PR #306, opened 2016-04-13
CFY-5071 Version compatibility between Cloudify Manager and CLI tool …

pawelcodilime:
…is not policed

### DIFF
--- a/cloudify_cli/utils.py
+++ b/cloudify_cli/utils.py
@@ -18,6 +18,7 @@ import glob
 import json
 import os
 import pkgutil
+import socket
 import sys
 import tempfile
 import getpass
@@ -29,6 +30,7 @@ from contextlib import contextmanager
 
 import yaml
 import pkg_resources
+from cloudify_rest_client.exceptions import CloudifyClientError
 from jinja2.environment import Template
 from prettytable import PrettyTable
 from itsdangerous import base64_encode
@@ -324,7 +326,8 @@ def get_cwd():
     return os.getcwd()
 
 
-def get_rest_client(manager_ip=None, rest_port=None, protocol=None):
+def get_rest_client(manager_ip=None, rest_port=None, protocol=None,
+                    skip_version_check=False):
     if not manager_ip:
         manager_ip = get_management_server_ip()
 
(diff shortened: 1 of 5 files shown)


cloudify_cli/utils.py
```diff
@@ -344,8 +347,21 @@ def get_rest_client(manager_ip=None, rest_port=None, protocol=None):
...
+
+    cli_version, manager_version = get_cli_manager_versions()
+
+    if cli_version == manager_version:
+        return client
+    else:
+        message = ('CLI and manager versions do not match\n'
+                   'Cloudify CLI: {}\n'
+                   'Cloudify Manager: {}').format(cli_version, manager_version)
+        sys.exit(message)
```
nir0s: Is there a reason for sys.exit here instead of a Cloudify CLI Exception?

cloudify_cli/utils.py
```diff
@@ -344,8 +347,21 @@ def get_rest_client(manager_ip=None, rest_port=None, protocol=None):
...
+
+    if skip_version_check:
+        return client
+
+    cli_version, manager_version = get_cli_manager_versions()
+
+    if cli_version == manager_version:
+        return client
+    else:
+        message = ('CLI and manager versions do not match\n'
```
nir0s: capital M please.

cloudify_cli/utils.py
```diff
@@ -344,8 +347,21 @@ def get_rest_client(manager_ip=None, rest_port=None, protocol=None):
...
+                   'Cloudify CLI: {}\n'
```
nir0s: ...CLI version:
...Manager version:

cloudify_cli/utils.py
```diff
@@ -344,8 +347,21 @@ def get_rest_client(manager_ip=None, rest_port=None, protocol=None):
...
+                   'Cloudify Manager: {}').format(cli_version, manager_version)
```
nir0s: Right now, our convention is to keep compatibility with python 2.6 in any new code. While the CLI itself doesn't fully support 2.6, we should still keep that compat until decided otherwise. {} will fail on string formatting. please use {0}

cloudify_cli/utils.py
pawelcodilime: There isn't any particular reason. Should I use CloudifyCliError (I assume that you meant this exception)?

nir0s:
LGTM, did you run a test to verify that this works?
------------------------------------------------------------------------
Check each line above for "pawelcodilime" and return the ones that have it.

pawelcodilime:
pawelcodilime: There isn't any particular reason. Should I use CloudifyCliError (I assume that you meant this exception)?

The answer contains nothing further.